You’re very brave for reaching out – thank you. Many others will be in a situation similar to yours, and that’s why I’m going to be upfront and say a few things that might be hard to hear:

You need to find a way out. 

Within narcissism, there are different levels. Some narcissists can be dealt with by putting in place strong boundaries, but I don’t believe that this will help you. The fact that money has been stolen, and you’ve received physical violence from your boyfriend’s father, shows that you’re not safe in this relationship. There’s clearly a lack of respect towards you, and you don’t deserve to live in fear or be treated as a cash machine. 

He will not change (no matter how many times he promises he will) so the best thing – if it’s safe to do so – is to cut him off completely. Many women feel they owe it to a relationship to keep trying, especially if they’ve already invested a lot of time and emotion into this person. But honestly, it’s better to cut your losses and move on than stay stuck in an unhappy, unsafe situation. 

I know you’ve mentioned you can’t leave as you have nowhere to go, but there will be resources in your local area to help you. The Samaritans, a women’s refuge, or local domestic abuse charities are good starting points, but as I’m not sure of your location, you’ll need to do some research into the organizations operating in your area.

Give them a call. Just one call to get the ball moving. In doing so, you’ll be reclaiming your personal power and taking an active step in changing your life for the better. It will be nerve-wracking, but you’ve got to do it for yourself. 

And ultimately, you need a strong network around you. Friends and trusted family will be key in helping you remove this man from your life. Don’t be afraid to lean on others – it’s through their strength and support that you’ll find your own strength. 

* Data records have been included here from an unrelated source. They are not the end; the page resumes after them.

PR #1215, opened 2024-10-29
feat: Wrap error returned from run with context error

### LINKED ISSUE #1212: context error is swallowed up, preventing errors.Is
**Describe the bug**

**Setup**
 - OS Any
 - Shell Any
 - Terminal Emulator Any
 - Terminal Multiplexer Any

**To Reproduce**
See source code

**Source Code**
```go
_, err := p.Run()
  // Handle timeout
}
```

**Expected behavior**

**Additional context**

goodevilgenius:
Fixes #1212 

This change allows the error returned by `p.Run` to be checked for a context error.

For example, given this code:

```go
_, err := p.Run()
  // Handle timeout
}
```

This change now allows this to work.

This opens up more possibilities, allowing a program to cancel a context, and look for the reason for the cancellation.

### DIFF
--- a/tea.go
+++ b/tea.go
@@ -595,7 +595,7 @@ func (p *Program) Run() (Model, error) {
 	model, err := p.eventLoop(model, cmds)
 	killed := p.ctx.Err() != nil
 	if killed {
-		err = fmt.Errorf("%w: %w", ErrProgramKilled, context.Cause(p.ctx))
+		err = fmt.Errorf("%w: %w", ErrProgramKilled, p.ctx.Err())
 	} else {
 		// Ensure we rendered the final state of the model.
 		p.renderer.write(model.View())
--- a/tea.go
+++ b/tea.go
@@ -595,7 +595,7 @@ func (p *Program) Run() (Model, error) {
 	model, err := p.eventLoop(model, cmds)
 	killed := p.ctx.Err() != nil
 	if killed {
-		err = fmt.Errorf("%w: %s", ErrProgramKilled, p.ctx.Err())
+		err = fmt.Errorf("%w: %w", ErrProgramKilled, p.ctx.Err())
 	} else {
 		// Ensure we rendered the final state of the model.
 		p.renderer.write(model.View())
--- a/tea.go
+++ b/tea.go
@@ -595,6 +595,7 @@ func (p *Program) Run() (Model, error) {
 	model, err := p.eventLoop(model, cmds)
 	killed := p.ctx.Err() != nil
 	if killed {
+		// TODO: change p.ctx.Err() to context.Cause(p.ctx) on upgrade to go 1.20 to take into account context.WithCancelCause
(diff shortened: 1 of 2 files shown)


goodevilgenius:
Ooh, I see `go.mod` is pinned to version 1.18. That makes `context.Cause` unavailable. That's unfortunate. I'll revert that commit, so it's compatible with 1.18.

meowgorithm:
Wow, that was fast! If functionality is the same with the new version, want to also put a little comment in there about how to use the hot, new `context.Cause` when we're ready to bump the lib up to 1.20?

goodevilgenius:
@meowgorithm Sure. Not a problem. What's the standard way to do that on this project? A `// TODO` comment above the code, or some other method?

meowgorithm:
`// TODO:` is just fine!

tea.go
```diff
@@ -595,7 +595,7 @@ func (p *Program) Run() (Model, error) {
 	model, err := p.eventLoop(model, cmds)
 	killed := p.ctx.Err() != nil
 	if killed {
-		err = fmt.Errorf("%w: %s", ErrProgramKilled, p.ctx.Err())
+		err = fmt.Errorf("%w: %w", ErrProgramKilled, p.ctx.Err())
```
meowgorithm, line 598: Wow, TIL you cannot double-wrap

goodevilgenius: Yeah, it does something similar to `errors.Join` when you double wrap errors. This *does* break `errors.Unwrap`, since that function only works on singly-wrapped errors, but `errors.Is` and `errors.As` continues to work as expected.

goodevilgenius:
Darnit. Looks like this is not possible with this version of go. Pipeline is still failing with:
> fmt.Errorf call has more than one error-wrapping directive %w

It works fine on my machine, running 1.23.

I checked back with the old docs. `fmt.Errorf` says this for 1.18:

> It is invalid to include more than one %w verb

But, for 1.20 and after, it says:

> If there is more than one %w verb, the returned error will implement an Unwrap method returning a []error containing all the %w operands in the order they appear in the arguments.

Looks like this is a non-starter as long as bubbletea is based on 1.18.

I see that the 2.0 alpha branch is still on 1.18, and not a newer version. Any thoughts on when this upgrade might happen?

meowgorithm:
Maybe it's time. I know a lot of projects typically support the last two versions of Go, and 1.18 came out about two and a half years ago. Want to reopen this?

goodevilgenius:
@meowgorithm Should I reopen it targeting the 2.0 branch, instead of main?
I imagine bumping the version of go would probably constitute a breaking change, no?

meowgorithm:
v2 would be ideal, however are you okay working against that version, seeing that it will take some time for us to reach a stable release?

meowgorithm:
Sounds good. This will be a good one to get in, so thank you.

goodevilgenius:
I'll rebase against the v2 branch, and open a new one. I can't find a way to change the base on GitHub anyway.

I wish you well, be strong, and know that you deserve better. 

Evie

Do you have a question for Evie? If you would like advice from Evie, fill out the form here or send your problem to askevie@ideapod.com.

Ask Evie

Ask Evie

Evie is on a mission to revolutionize relationships and help you sort through your emotional woes. Her popular column helps readers break free from societal restraints and create empowering relationships - both with their inner selves and with those around them. With a wealth of experience in relationship counseling, backed by several professional certifications, she’s open-minded, big-hearted, and extremely compassionate… But she’ll also be completely honest in telling you the (sometimes) brutal truth, so you can get straight to the heart of the matter. Maybe you’re trying to save a marriage that currently feels like a sinking ship? Or worrying that your new friend isn’t quite as nice as they seem? Perhaps you’ve accidentally killed your partner’s goldfish and are weighing up the pros and cons of going to the pet store and finding a doppelganger, or fessing up? Whatever the dilemma, Evie’s at the ready to help sort through the emotional turmoil and guide you towards the next best step. To get in touch with Evie, click here.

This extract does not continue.